I.e. if you train a sub-network for one task, then incorporate that in two distinct top-layer networks trained on different high-level goals, do you get savings by not having to train two “visual cortexes”?
This is in a similar vein to Google’s foundation models, where they train one jumbo model that then gets specialized for each usecase. Can that foundation model be modularized? (Maybe for relatively narrow usecases like “text comprehension” it’s actually reasonable to think of a foundation model as a single submodule, but I think they are quite broad right now. ) The big difference is I think all the weights are mutable in the “refine the foundation model” step?
Perhaps another concrete proposal for a technological attractor would be to build a SOTA foundation model and make that so good that the community uses it instead of training their own, and then that would also give a slower-moving architecture/target to interpret.
We need to test designs, and most specifically alignment designs, but giving up retraining (ie lifetime learning) and burning circuits into silicon is unlikely to be competitive; throwing out the baby with the bathwater.
Also whether a design is aligned or not isn’t the type of question one can answer by analyzing the agent’s visual cortex, it’s near purely a function of what is steering the planning system.
Would you care to flesh this assertion out a bit more?

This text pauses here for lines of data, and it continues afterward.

PR #6277, opened 2024-09-02
Cover cost of transaction cost

andrewHEguardian:
## What are you doing in this PR?

Add functionality for a user to add 4% to a one time contribution to cover the cost of transaction. Implemented as a checkbox but design is TBC.

[**Trello Card**](https://trello.com/c/RshnFVy7/1032-experiment-adding-cover-transaction-costs-tickbox-to-page-2-on-one-time-journey-checkout-a-b-test)

## Why are you doing this?

A small percentage of our acquisition revenue goes towards covering the cost transaction, we are testing letting users have the option to cover the cost of transaction fees to direct more money to our mission when they choose to make a one-time contribution.

## How to test

Go to `uk/contribute/checkout?selected-contribution-type=one_off#ab-coverTransactionCost=variant`. See checkbox to add 4%. Check checkbox. Amount in CTA changes to add 4% (eg choose 100 see 104). Selected choice card remains the same. Pay. Thank you page shows amount + 4%.

## How can we measure success?

No statistically significant difference in landing page conversion rate

At least 30% opt-in for “cover cost”

## Screenshots
CTA amount updates 
image

Thank you page correct
image

Amount correct in MMA
image

PR #6520, opened 2024-11-14
Increase max one-off contribution by 4 percent

andrewHEguardian:

Increasing the maximum allowed one-off contribution by 4% to allow people to use the "cover transaction cost" checkbox on the highest contributions.

[**Trello Card**](https://trello.com/c/y5Mk6jbI/1224-when-user-chooses-max-contr-amount-cover-transaction-fee-amount-4-can-be-added-on-top-on-all-regions)

## Why are you doing this?

We've seen alarms since adding the checkbox (#6277) that people went over the maximum! This is because the client did not validate the maximum after the additional 4% added by the checkbox. This maximum amount is not a legal / tax decision and is just reputational, so adding 4% is OK.

## How to test
I pointed the payment-api to local and ran it there with the changes. Then in the UK made a one off contribution of £1991 plus the checkbox

## Screenshots
Before
image
After
image

### DIFF
--- a/support-payment-api/src/main/scala/model/Currency.scala
+++ b/support-payment-api/src/main/scala/model/Currency.scala
@@ -29,6 +29,6 @@ object Currency extends Enum[Currency] with CirceEnum[Currency] {
       case USD => 10000
       case _ => 2000
     }
-    amount > maxAmount
+    amount > maxAmount * 1.04
   }
 }


support-payment-api/src/main/scala/model/Currency.scala
```diff
@@ -29,6 +29,6 @@ object Currency extends Enum[Currency] with CirceEnum[Currency] {
       case USD => 10000
       case _ => 2000
     }
-    amount > maxAmount
+    amount > maxAmount * 1.04
```
tjmw, line 32: Would it be worth adding a comment here to explain this maths for future readers? Or perhaps give the 0.04 a name?

```suggestion
    val transactionCostPercentage = 0.04
    amount > maxAmount * (1 + transactionCostPercentage)
```

tjmw (approved):
👍  Great! 1 very minor comment/suggestion to take or leave.

support-payment-api/src/test/scala/services/PaypalServiceSpec.scala
```diff
@@ -112,14 +112,14 @@ class PaypalServiceSpec extends AnyFlatSpec with Matchers with MockitoSugar with
   }
 
   it should "return an error if the payment amount exceeds Australia max" in new PaypalServiceTestFixture {
-    val createPaypalPaymentData = CreatePaypalPaymentData(Currency.AUD, 16000.50, "url", "url")
+    val createPaypalPaymentData = CreatePaypalPaymentData(Currency.AUD, 16640.50, "url", "url")
```
paul-daniel-dempsey, line 115: AU& UK the only countries with upper limits?

support-payment-api/src/main/scala/model/Currency.scala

To be clear I’m not suggesting that this is optimal now. Merely speculating that there might be a point between now and AGI where the work to train these sub components becomes so substantial that it becomes economical to modularize.
As I mentioned earlier in my post, I was alluding to the ELK paper with that reference, specifically Ontology Identification. Obviously you’d need higher order components too. Like I said, I am imagining here that the majority of the model is “off the shelf”, and just a thin layer is usecase-specific.
To make this more explicit, if you had not only off-the-shelf visual cortex, but also spatio-temporal reasoning modules built atop (as the human brain does), then you could point your debugger at the contents of that module and understand what entities in space were being perceived at what time. And the mapping of “high level strategies” to “low level entities” would be a per-model bit of interpretability work, but should become more tractable to the extent that those low level entities are already mapped and understood.
So for the explicit problem that the ELK paper was trying to solve, if you are confident you know what underlying representation SmartVault is using, it’s much easier to interpret its higher-level actions/strategies.